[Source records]
Issue #280, opened 2016-08-23
Implement support for "RedWideGamut RGB" colourspace and "Log3G10" log encoding curve.


KelSolaar:
References
-----------
- http://www.reduser.net/forum/showthread.php?148272-RedWideGamutRGB-discuss!
- https://github.com/cameramanben/LUTCalc/commit/8d2f0433072dcb1652754cfac9fad9e24639331e

PR #283, opened 2016-08-24
PR: Implement support for "RedWideGamut RGB" colourspace and "Log3G10" log encoding curve.

Nick-Shaw:
References #280 

Unit tests for Log3G10 still need to be added.


colour/models/rgb/transfer_functions/red_log.py
```diff
@@ -212,16 +220,21 @@ def log_encoding_Log3G10(x):
...
+    >>> log_encoding_Log3G10(0.18, legacy_curve=True)  # doctest: +ELLIPSIS
     0.3333336...
+    >>> log_encoding_Log3G10(0.0)  # doctest: +ELLIPSIS
+    0.0915514...
     """
 
     x = np.asarray(x)
 
-    return np.sign(x) * 0.222497 * np.log10((np.abs(x) * 169.379333) + 1)
+    if legacy_curve:
```
KelSolaar: Wondering if we should have a well defined `if ... else ...` block here. I'm nitpicking really :)

colour/models/rgb/transfer_functions/red_log.py
```diff
@@ -238,14 +253,19 @@ def log_decoding_Log3G10(y):
...
-    >>> log_decoding_Log3G10(1.0 / 3)  # doctest: +ELLIPSIS
+    >>> log_decoding_Log3G10(1.0 / 3, legacy_curve=True)  # doctest: +ELLIPSIS
     0.1799994...
+    >>> log_decoding_Log3G10(1.0)  # doctest: +ELLIPSIS
+    184.3223476...
     """
 
     y = np.asarray(y)
 
+    if legacy_curve:
```
KelSolaar: Same here for the `if ... else ...` thing.

colour/models/rgb/transfer_functions/tests/tests_red_log.py
```diff
@@ -340,22 +340,22 @@ def test_log_encoding_Log3G10(self):
         """
 
         self.assertAlmostEqual(
-            log_encoding_Log3G10(0.0),
+            log_encoding_Log3G10(0.0, legacy_curve=True),
```
KelSolaar: Should we have the full tests now for the new curve?

Nick-Shaw: To cover all the possibilities we should have tests for positive and negative values for both versions of the curve, and also nan/inf tests for both versions.

PR #2050, opened 2016-01-16
Code Review Changes

kimyen:


src/main/java/org/sagebionetworks/web/client/widget/discussion/DiscussionThreadWidget.java
```diff
@@ -99,14 +101,13 @@ public void toggleThread() {
...
+		configureReplies();
 		view.toggleReplies();
 	}
 
 	public void configureReplies() {
 		synAlert.clear();
+		view.clearReplies();
 		offset = 0L;
 		if (order == null) {
 			order = DEFAULT_ORDER;
```
jay-hodgson, line 113: the getRepliesForThread is going to need to be in another method once you hook up the onLoadMoreReplies() action.

PR #2051, opened 2016-01-19
Discussion forum

kimyen:


src/main/java/org/sagebionetworks/web/client/widget/discussion/DiscussionThreadWidgetViewImpl.java
```diff
@@ -147,11 +147,6 @@ public void setMessage(String message) {
 	}
 
 	@Override
-	public void setActiveUsers(String activeUsers){
```
jay-hodgson, line 150: I would expect a change to view.clear() (to remove all from the activeUsers container).

src/main/java/org/sagebionetworks/web/client/widget/discussion/DiscussionThreadWidget.java
```diff
@@ -59,12 +60,17 @@ public Widget asWidget() {
 	public void configure(DiscussionThreadBundle bundle) {
 		view.clear();
```
jay-hodgson, line 65: Since we know that there will be a single author, just inject a UserBadge in the constructor, and add it to the view.

src/main/java/org/sagebionetworks/web/client/widget/discussion/ReplyWidget.java
```diff
@@ -1,26 +1,39 @@
...
 	ReplyWidgetView view;
+	GWTWrapper gwtWrapper;
+	PortalGinInjector ginInjector;
 
 	@Inject
 	public ReplyWidget(
-			ReplyWidgetView view
+			ReplyWidgetView view,
+			GWTWrapper gwtWrapper,
+			PortalGinInjector ginInjector
```
jay-hodgson: Same, just inject UserBadge once in constructor (and add widget to the view).  Then configure the UserBadge in configure()

src/main/resources/org/sagebionetworks/web/client/widget/discussion/ReplyWidgetViewImpl.ui.xml
```diff
@@ -2,10 +2,17 @@
...
-		</b:Column>
-	</b:Row>
+	xmlns:bh="urn:import:org.gwtbootstrap3.client.ui.html"
+	xmlns:t="urn:import:org.sagebionetworks.web.client.view.bootstrap.table">
+	<bh:Div addStyleNames="margin-top-10 light-border-bottom" width="100%" pull="RIGHT" >
+		<t:Table width="100%">
+			<t:TableData>
+				<bh:Span ui:field="author"></bh:Span>
+			</t:TableData>
+			<t:TableData width="130px" addStyleNames="visible-lg visible-md">
```
jay-hodgson: Need to autohide "created on" on small devices (current set up looks like it will hide on < 992px)?  Consider 'hidden-xs' if more appropriate.

src/main/java/org/sagebionetworks/web/client/widget/discussion/DiscussionThreadWidgetViewImpl.java
kimyen, line 150: activeUsers is only set in configure() and there is a view.clear() in configure(). This method has been removed.

PR #2056, opened 2016-01-20
Discussion forum

kimyen:


src/main/java/org/sagebionetworks/web/client/widget/discussion/DiscussionThreadWidget.java
```diff
@@ -104,17 +113,68 @@ public void onSuccess(DiscussionThreadBundle result) {
...
+		discussionForumClientAsync.getThreadUrl(threadId, new AsyncCallback<MessageURL>(){
+
+			@Override
+			public void onFailure(Throwable caught) {
+				synAlert.handleException(caught);
+			}
+
+			@Override
+			public void onSuccess(MessageURL result) {
+				requestBuilder.configure(RequestBuilder.GET, result.getMessageUrl());
```
jay-hodgson, line 140: For code clarity, I suggest refactoring this into it's own method (it takes the result.getMessageUrl() String as input).

PR #2060, opened 2016-01-21
Discussion forum

kimyen:


src/main/java/org/sagebionetworks/web/client/widget/discussion/modal/NewDiscussionThreadModalViewImpl.java
```diff
@@ -103,4 +106,19 @@ public void setAlert(Widget w) {
...
 	}
+
+	@Override
+	public void setSendingRequestVisible(boolean visible) {
+		sendingRequest.setVisible(visible);
+	}
+
+	@Override
+	public void setSaveButtonEnabled(boolean enabled) {
+		saveButton.setEnabled(enabled);
```
jay-hodgson: Use saveButton.state().loading() (and saveButton.state().reset()), and set the dataLoadingText button parameter in the ui xml.

src/main/webapp/Portal.css
```diff
@@ -847,6 +847,10 @@ a.shortBtn {
 	margin-bottom: 0px !important;
 }
 
+.margin-bottom-5-imp {
```
jay-hodgson: don't like to see new !important styles.  if the margin-bottom-5 is not working, then let's define a more specific selector.

PR #2065, opened 2016-01-26
SWC-2857: set content type to binary file, and retry in web client until uploader is closed.

jay-hodgson:


jay-hodgson:
Waiting for the backend change in order to indicate that the file part content type will be set (and should be included in the signature)...

PR #2066, opened 2016-01-26
Discussion forum

kimyen:


src/main/java/org/sagebionetworks/web/server/servlet/DiscussionMessageServlet.java
```diff
@@ -0,0 +1,93 @@
...
+			URL resolvedUrl = null;
+			if (type.equals(WebConstants.THREAD_TYPE)) {
+				resolvedUrl = client.getThreadMessageUrl(messageKey);
+			} else if (type.equals(WebConstants.REPLY_TYPE)) {
+				resolvedUrl = client.getReplyMessageUrl(messageKey);
+			} else {
+				throw new IllegalArgumentException("Do not support type "+type);
+			}
+			response.sendRedirect(resolvedUrl.toString());
+		} catch (SynapseException e) {
```
jay-hodgson: What is the behavior if an unsupported reply_type is passed in?  It would not be caught by this try/catch.  Change to catch Exception?

src/main/java/org/sagebionetworks/web/server/servlet/DiscussionMessageServlet.java
```diff
@@ -0,0 +1,93 @@
...
+			response.sendError(HttpServletResponse.SC_BAD_REQUEST, e.getMessage());
+		}
+	}
+
+	/**
+	 * Create a new Synapse client.
+	 *
+	 * @return
+	 */
+	private SynapseClient createNewClient(String sessionToken) {
```
jay-hodgson, line 83: We should refactor this into shared code, I think it's been copied in each httpservlet.

PR #2085, opened 2016-02-03
ask anonymous to login before creating a new thread/reply

kimyen:


src/main/java/org/sagebionetworks/web/client/widget/discussion/DiscussionThreadWidget.java
```diff
@@ -204,7 +214,12 @@ public void configureReplies() {
 
 	@Override
 	public void onClickNewReply() {
-		newReplyModal.show();
+		if (!authController.isLoggedIn()) {
+			view.showErrorMessage(DisplayConstants.ERROR_LOGIN_REQUIRED);
```
jay-hodgson, line 218: Change to have more specific message.

PR #2086, opened 2016-02-03
SWC-2873: support single thread view, and add generic area token params for the discussion tab

jay-hodgson:


src/main/java/org/sagebionetworks/web/client/place/ParameterizedToken.java
```diff
@@ -0,0 +1,68 @@
+package org.sagebionetworks.web.client.place;
+
+import java.util.HashMap;
+import java.util.Iterator;
+import java.util.Map;
+
+import com.google.gwt.core.client.GWT;
+
+public class ParameterizedToken {
+	public static final String DEFAULT_TOKEN = "0";
```
jay-hodgson, line 10: change to "default", or something...

PR #2096, opened 2016-02-08
SWC-2877: add help support place

jay-hodgson:
(behind alpha until discussion feature is release)

### DIFF
--- a/src/main/java/org/sagebionetworks/web/client/presenter/SynapseForumPresenter.java
+++ b/src/main/java/org/sagebionetworks/web/client/presenter/SynapseForumPresenter.java
@@ -1,0 +1,171 @@
+package org.sagebionetworks.web.client.presenter;
+
+import java.util.HashMap;
+
+import org.sagebionetworks.repo.model.discussion.Forum;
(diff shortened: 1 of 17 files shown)


src/main/java/org/sagebionetworks/web/client/presenter/SynapseForumPresenter.java
```diff
@@ -0,0 +1,172 @@
...
+		showForum(globalApplicationState.getSynapseProperty(WebConstants.FORUM_SYNAPSE_ID_PROPERTY));
+	}
+	
+
+	@Override
+	public void setPlace(SynapseForumPlace place) {
+		this.place = place;
+		this.view.setPresenter(this);
+//		String threadId = place.getParam(DiscussionTab.THREAD_ID_KEY);
+		isCurrentUserModerator = DisplayUtils.isInTestWebsite(cookies);
```
jay-hodgson, line 98: always hide in forum place?

jay-hodgson, line 98: or base on place param

PR #2104, opened 2016-02-12
Refactor

kimyen:


src/main/java/org/sagebionetworks/web/client/presenter/SynapseForumPresenter.java
```diff
@@ -34,50 +27,40 @@
...
-	private String forumId;
 	
 	MarkdownWidget wikiPage;
 	WikiPageKey pageKey;
 	Boolean isCurrentUserModerator;
 	CookieProvider cookies;
-	
+	ForumWidget forumWidget;
+
+	private String areaToken = null;
```
jay-hodgson: areaToken is never set.  Please expose a method in ParameterizedPlace to get the ParameterizedToken (instead of recreating based on the place.toToken())

src/main/java/org/sagebionetworks/web/client/view/SynapseForumViewImpl.java
```diff
@@ -115,4 +68,9 @@ public void setWikiWidget(Widget w) {
 		wikiContainer.clear();
 		wikiContainer.add(w);
 	}
+
+	@Override
+	public void setForumWidget(Widget widget) {
+		forumWidgetContainer.add(widget);
```
jay-hodgson, line 74: Thank you for this refactor, this is so much better!

src/main/java/org/sagebionetworks/web/client/widget/discussion/DiscussionThreadListWidget.java
```diff
@@ -78,21 +83,23 @@ public void onFailure(Throwable caught) {
...
+									configure(forumId, isCurrentUserModerator, emptyListCallback);
+								}
+							});
 							view.addThread(thread.asWidget());
 						}
 						offset += LIMIT;
 						long numberOfThreads = result.getTotalNumberOfResults();
 						view.setLoadingVisible(false);
 						view.setLoadMoreButtonVisibility(offset < numberOfThreads);
-						if (numberOfThreads > 0) {
```
jay-hodgson, line 88: I would expect the thread list widget to own the "empty" message UI (but I suspect you'll still need to call back to the parent so that visibility of other UI, like create thread, is changed).

PR #2125, opened 2016-02-26
Fully working with both unit tests in my nodeJS module as well as an …

Njanderson:
…in-Synapse integration test of every case I could think of


src/main/webapp/js/markdown-it/markdown-it-math.js
```diff
@@ -0,0 +1,152 @@
+/*! markdown-it-math 3.0.2 https://github.com/runarberg/markdown-it-math @license MIT */
+(function(f){if(typeof exports==="object"&&typeof module!=="undefined"){module.exports=f()}else if(typeof define==="function"&&define.amd){define([],f)}else{var g;if(typeof window!=="undefined"){g=window}else if(typeof global!=="undefined"){g=global}else if(typeof self!=="undefined"){g=self}else{g=this}g.markdownitMath = f()}})(function(){var define,module,exports;return (function e(t,n,r){function s(o,u){if(!n[o]){if(!t[o]){var a=typeof require=="function"&&require;if(!u&&a)return a(o,!0);if(i)return i(o,!0);var f=new Error("Cannot find module '"+o+"'");throw f.code="MODULE_NOT_FOUND",f}var l=n[o]={exports:{}};t[o][0].call(l.exports,function(e){var n=t[o][1][e];return s(n?n:e)},l,l.exports,e,t,n,r)}return n[o].exports}var i=typeof require=="function"&&require;for(var o=0;o<r.length;o++)s(r[o]);return s})({1:[function(require,module,exports){
+'use strict';
```
jay-hodgson: Please load minified version instead.  We'll need to swap in the full versions when debugging, but in general users should be async loading the compressed markdown it files.

jay-hodgson:
Thanks.  
Later, we should consider injecting the full (non-minified) js files from the server when going into alpha mode (as a possible trigger) to make our lives easier.

Njanderson:
That would be cool! I removed some debugging help already, too. There used
to be a different renderer for block and inline that just gave an arbitrary
class to differentiate block and inline.

PR #2132, opened 2016-02-29
Support external images in discussion

kimyen:


src/main/java/org/sagebionetworks/web/client/widget/entity/MarkdownEditorWidgetViewImpl.java
```diff
@@ -385,4 +388,9 @@ public void setVideoCommandsVisible(boolean visible) {
 		videoLink.setVisible(visible);
 		videoButton.setVisible(visible);
 	}
+
+	@Override
+	public void setExternalImageButtonVisible(boolean visible) {
+		externalImageButton.setVisible(visible);
```
jay-hodgson, line 395: I realize it's not currently necessary (since this is set in the ui.xml), but could you add externalImageButton.setVisible(false) in the view.clear() method for me?

src/main/java/org/sagebionetworks/web/client/widget/entity/editor/ExternalImageConfigViewImpl.java
```diff
@@ -0,0 +1,93 @@
...
+
+	@Override
+	public void initView() {
+		urlField.setValue("");
+		nameField.setValue("");
+	}
+
+	@Override
+	public void checkParams() throws IllegalArgumentException {
+		if (!ValidationUtils.isValidUrl(urlField.getValue(), false))
```
jay-hodgson: I realize this is a copy, but feel it my obligation to point out that validation should not occur in the view impl (should be in the presenter, and tested).

src/main/java/org/sagebionetworks/web/client/widget/entity/registration/WidgetRegistrarImpl.java
```diff
@@ -61,6 +61,8 @@ public WidgetEditorPresenter getWidgetEditorForWidgetDescriptor(WikiPageKey wiki
 			presenter = ginInjector.getProvenanceConfigEditor();
 		} else if (contentTypeKey.equals(WidgetConstants.IMAGE_CONTENT_TYPE)) {
 			presenter = ginInjector.getImageConfigEditor();
+		} else if (contentTypeKey.equals(WidgetConstants.EXTERNAL_IMAGE_CONTENT_TYPE)) {
+			presenter = ginInjector.getExternalImageConfigEditor();
```
jay-hodgson, line 65: Will probably also want to call registerWidget in initWithKnownWidgets() for this new content type (see the dialog title in the new editor).

PR #145, opened 2020-09-21
only re-route incoming spans

ianwilkes:
Don't sent spans from peers to other peers - we'd rather collect these on the "wrong" host then bounce them around the cluster forever.

Note this doesn't fix the event endpoint, which shouldn't see any peer traffic anyway. I think that endpoint needs some remedial attention to remove copy pasta and I'll deal with that in a separate PR.

### DIFF
--- a/route/route.go
+++ b/route/route.go
@@ -409,10 +409,12 @@ func (r *Router) batch(w http.ResponseWriter, req *http.Request) {
 			r.UpstreamTransmission.EnqueueEvent(ev)
 			continue
 		}
-		// ok, we're a span. Figure out if we should handle locally or pass on to a peer
+		// ok, we're a span. Figure out if we should handle locally or pass on
+		// to a peer. We won't pass anything that came from a peer; if there's
+		// confusion about who owns what, this avoids loops.
 		targetShard := r.Sharder.WhichShard(traceID)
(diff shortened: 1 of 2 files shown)


route/route.go
```diff
@@ -409,10 +409,12 @@ func (r *Router) batch(w http.ResponseWriter, req *http.Request) {
...
 			continue
 		}
-		// ok, we're a span. Figure out if we should handle locally or pass on to a peer
+		// ok, we're a span. Figure out if we should handle locally or pass on
+		// to a peer. We won't pass anything that came from a peer; if there's
+		// confusion about who owns what, this avoids loops.
 		targetShard := r.Sharder.WhichShard(traceID)
-		if !targetShard.Equals(r.Sharder.MyShard()) {
-			r.Metrics.IncrementCounter(r.incomingOrPeer + "_router_peer")
+		if r.incomingOrPeer == "incoming" && !targetShard.Equals(r.Sharder.MyShard()) {
```
martin308, line 416: the collection of magic string based features grows!

martin308 (approved):
👾

route/route.go
ianwilkes: I would have used a bool, but I'm not rewriting this whole thing today.

PR #148, opened 2020-09-21
peers list should not be required in config

asdvalenzuela:
Peers list is not required if file type is redis. https://github.com/honeycombio/samproxy/issues/147

### DIFF
--- a/config/file_config.go
+++ b/config/file_config.go
@@ -70,7 +70,7 @@ type HoneycombMetricsConfig struct {
 
 type PeerManagementConfig struct {
 	Type                    string   `validate:"required,oneof= file redis"`
-	Peers                   []string `validate:"required,dive,url"`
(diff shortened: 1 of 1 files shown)


config/file_config.go
```diff
@@ -70,7 +70,7 @@ type HoneycombMetricsConfig struct {
 
 type PeerManagementConfig struct {
 	Type                    string   `validate:"required,oneof= file redis"`
-	Peers                   []string `validate:"required,dive,url"`
+	Peers                   []string `validate:"dive,url"`
```
martin308, line 73: can we do some conditional require here? It is required for `file` type right? Oh wait it has a default! Is that why?

martin308 (approved):

config/file_config.go
asdvalenzuela: It does have a default set 👍

PR #149, opened 2020-09-22
consolidate event handling code

ianwilkes:
Share the important bits between the batch and event handlers. Add an integration test for the event endpoint. Add testing of meta fields. Remove unused event metadata. Clean up some test code. Remove dead code.

### DIFF
--- a/route/route.go
+++ b/route/route.go
@@ -202,8 +202,13 @@ func (r *Router) version(w http.ResponseWriter, req *http.Request) {
 func (r *Router) event(w http.ResponseWriter, req *http.Request) {
 	defer req.Body.Close()
 
-	// get out request ID for logging
-	reqBod, _ := ioutil.ReadAll(req.Body)
+	bodyReader, err := r.getMaybeCompressedBody(req)
+	if err != nil {
+		r.handlerReturnWithError(w, ErrPostBody, err)
+		return
+	}
+
+	reqBod, _ := ioutil.ReadAll(bodyReader)
 	ev, err := r.requestToEvent(req, reqBod)
 	if err != nil {
 		r.handlerReturnWithError(w, ErrReqToEvent, err)
--- a/route/route.go
+++ b/route/route.go
@@ -204,19 +204,7 @@ func (r *Router) event(w http.ResponseWriter, req *http.Request) {
 	defer req.Body.Close()
 
 	// get out request ID for logging
-	reqID := req.Context().Value(types.RequestIDContextKey{})
-	debugLog := r.iopLogger.Debug().WithField("request_id", reqID)
-
 	reqBod, _ := ioutil.ReadAll(req.Body)
-	var trEv eventWithTraceID
-	// pull out just the trace ID for use in routing
-	err := unmarshal(req, bytes.NewReader(reqBod), &trEv)
-	if err != nil {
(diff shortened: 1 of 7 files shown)


route/route.go
```diff
@@ -203,114 +202,24 @@ func (r *Router) version(w http.ResponseWriter, req *http.Request) {
 func (r *Router) event(w http.ResponseWriter, req *http.Request) {
 	defer req.Body.Close()
 
-	// get out request ID for logging
-	reqID := req.Context().Value(types.RequestIDContextKey{})
-	debugLog := r.iopLogger.Debug().WithField("request_id", reqID)
```
martin308, line 208: we removed this from here but not from the batch endpoint, should it be only in the batch endpoint?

#### [Task prompt]
Above are the entries; copy every line among them that contains the word "setValue".

#### [Solution to this exercise]
+		urlField.setValue("");
+		nameField.setValue("");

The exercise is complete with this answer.